Twitter’s New Restrictions: Implications for Social Analytics Platforms

Twitter’s mercurial boss, Elon Musk, has announced a host of restrictions on viewing content on the platform. The restrictions place rather stringent limits on both paid and free accounts. The official explanation from the king of controversy is that Twitter wants to limit the scraping of data by bots and AI tools. While many people have focused on the effect of these changes on Twitter’s user base, there are significant implications for social analytics platforms that source their data from the world’s premier micro-blogging platform. We sat down with ZENPULSAR’s Co-Founder and Head of Data Science, Pavel Dudko, to discuss what these changes mean for the field of social media analytics. Below are some of the key questions discussed during this interview.

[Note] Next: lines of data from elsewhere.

PR #4247, opened 2021-09-22
LL-7223 add watermark to nightly version

valpinkman:
## 🦒 Context (issues, jira)

[LL-7223]

CleanShot 2021-09-22 at 14 54 52@2x
watermark on the top of the sidebar. 
yes it here. 
i swear. 
look closely. 

## 🖤  Expectations to reach

[LL-7223]: https://ledgerhq.atlassian.net/browse/LL-7223

### DIFF
--- a/src/renderer/Default.js
+++ b/src/renderer/Default.js
@@ -58,6 +58,50 @@ export const TopBannerContainer: ThemedComponent<{}> = styled.div`
   }
 `;
 
+const NightlyLayerR = () => {
+  const children = [];
+  const w = 200;
+  const h = 100;
+  for (let y = 0.5; y < 20; y++) {
+    for (let x = 0.5; x < 20; x++) {
+      children.push(
+        <div
+          style={{
+            position: "absolute",
+            textAlign: "center",
+            top: y * h,
+            left: x * w,
+            transform: "rotate(-45deg)",
+          }}
+        >
+          NIGHTLY
+          <br />
+          {__APP_VERSION__}
+        </div>,
+      );
+    }
+  }
+  return (
+    <div
+      style={{
+        position: "fixed",
+        pointerEvents: "none",
+        opacity: 0.1,
+        color: "#777",
+        width: "100%",
+        height: "100%",
+        top: 0,
+        right: 0,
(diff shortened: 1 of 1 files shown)


achabrolin-ledger (commented):
I don't know what's the purpose of this watermark, but if the goal is to make it obvious to a user of such build that he is using a nightly (thus unstable) version of the app, I feel like as of today the watermark is too subtle (not visible / obvious enough).

In this cas I would rather suggest a sort of red banner (with the version inside why not) in the top left corner of the app in order to make it more obvious

juan-cortes (approved):

achabrolin-ledger:
> I don't know what's the purpose of this watermark, but if the goal is to make it obvious to a user of such build that he is using a nightly (thus unstable) version of the app, I feel like as of today the watermark is too subtle (not visible / obvious enough).
> 
> In this cas I would rather suggest a sort of red banner (with the version inside why not) in the top left corner of the app in order to make it more obvious

We could think of something like that (ugly but visible). We could polish the CSS if need be 🤷‍♂️ 
<details>
 <summary> Example 📷  </summary>


example

</details>

juan-cortes:
@achabrolin-ledger it's also about customer support identifying a user issue when they provide a screenshot we can know if it's from a nightly or not. if we only mark the top left, the user can take a screenshot of the impacted part of the screen and we wont know if it's a nightly or not. I agree maybe it's too subtle but again, we want the users to be able to use the app without hating it, they/we are helping us find bugs and debug

achabrolin-ledger:
> @achabrolin-ledger it's also about customer support identifying a user issue when they provide a screenshot we can know if it's from a nightly or not. if we only mark the top left, the user can take a screenshot of the impacted part of the screen and we wont know if it's a nightly or not. I agree maybe it's too subtle but again, we want the users to be able to use the app without hating it, they/we are helping us find bugs and debug

Ok thanks for the context, I thought it was for internal use only but if it's also used by external end users, makes sense to have it less obvious and displayed on the whole screen 👌

achabrolin-ledger (approved):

Q: First of all, Pavel, what are these rather unexpected limits on Twitter content viewing all about?

PD: Musk says this is to prevent excessive data scraping. However, a lot of people take that official explanation with a grain of salt. Some allege that Twitter is trying to fight the onslaught of bots, others believe he’s out there trying to pull off another publicity stunt. My belief is that this is mostly linked to some serious technical problems that Twitter is currently struggling with. I think they simply don’t want to admit it, but there are signs that their software infrastructure is strained, and these restrictions are designed to ease the load. They are likely working hard in the background trying to address the issue, and I’d speculate that when (and if) they are able to fix their technical problems, these restrictions would either be magically scrapped or scaled back.

Having said that, it’s possible that these restrictions are driven by more than one factor. Their technical problems could be the major point, but you know Musk – he might be trying to kill multiple birds with one stone. As we are speaking now, Meta is preparing to launch “its own Twitter” – Meta Threads. This is planned for this week, possibly tomorrow (ZP: the interview was taking place on 4 July). With this restrictions announcement, Musk has certainly stolen the spotlight in the social media world. If he’s going to scrap the restrictions very soon, this could have been an attempt to dampen Meta Threads’ launch effect.

Q: In the event that these restrictions become a permanent or long-term feature, what effect will they have on social media listening and social media analytics platforms that use Twitter to source their data?

PD: Tools that rely only or mostly on Twitter will undoubtedly be affected in a major way. For us, it is a relatively minor concern. To train our NLP models that source finance-related sentiment from social media, we use 18 different sources, of which Twitter is only one. Besides Twitter, our primary sources include Reddit, LinkedIn, SeekingAlpha, Weibo, Facebook, YouTube, and Medium. Additionally, we source data from no less than 10 smaller regional finance-related forums and news sites.

I’d say that our coverage of data sources is unmatched in the social analytics industry. This gives us a great hedge against what Musk has just done with those Twitter limits. The vast majority of other social analytics tools, particularly those with a finance slant, rely exclusively or very heavily on Twitter. If these restrictions aren’t lifted soon, these platforms will be hammered.

Q: What about the quality of NLP models that use Twitter data in light of these restrictions? Wouldn’t these limits have a negative impact in this area?

PD: Again, this is another area where we, as ZENPULSAR, only stand to have an edge. As you know, we have always focused heavily on the bot detection process. Our Twitter bot detection rate is around 98%. The majority of our competitors offer tools that either cannot filter bots out or have relatively weak bot detection capabilities.

This might not seem obvious, but it has some major implications for the quality of the NLP algorithms trained on Twitter data. Tools with weak or no bot detection will now have a massive difference between the amount and nature of Twitter data they use to train their NLP models. Before the restrictions, the big majority of the data they sourced from Twitter was bot-based. After the restrictions, the amount and proportion of bot-based data available to train their models will plummet. Since NLP algorithms rely heavily on training based on historical data, I’d hazard a guess that this massive difference in before vs after data will significantly weaken their models. Many of these models will even be rendered useless.

With our models, since we have always had the ability to identify bots, the difference in before vs after the restrictions data will be minimal. Due to the minimal difference, our NLP models will hardly be affected.

This is a critical point that gives us a great competitive edge when it comes to the quality of the NLP models used in social analytics tools like PUMP. When these restrictions were first announced, I immediately knew that rather than pulling my hair out, I should pat our great team on the shoulder for devoting the years of focused work to ZENPULSAR’s bot detection mechanism.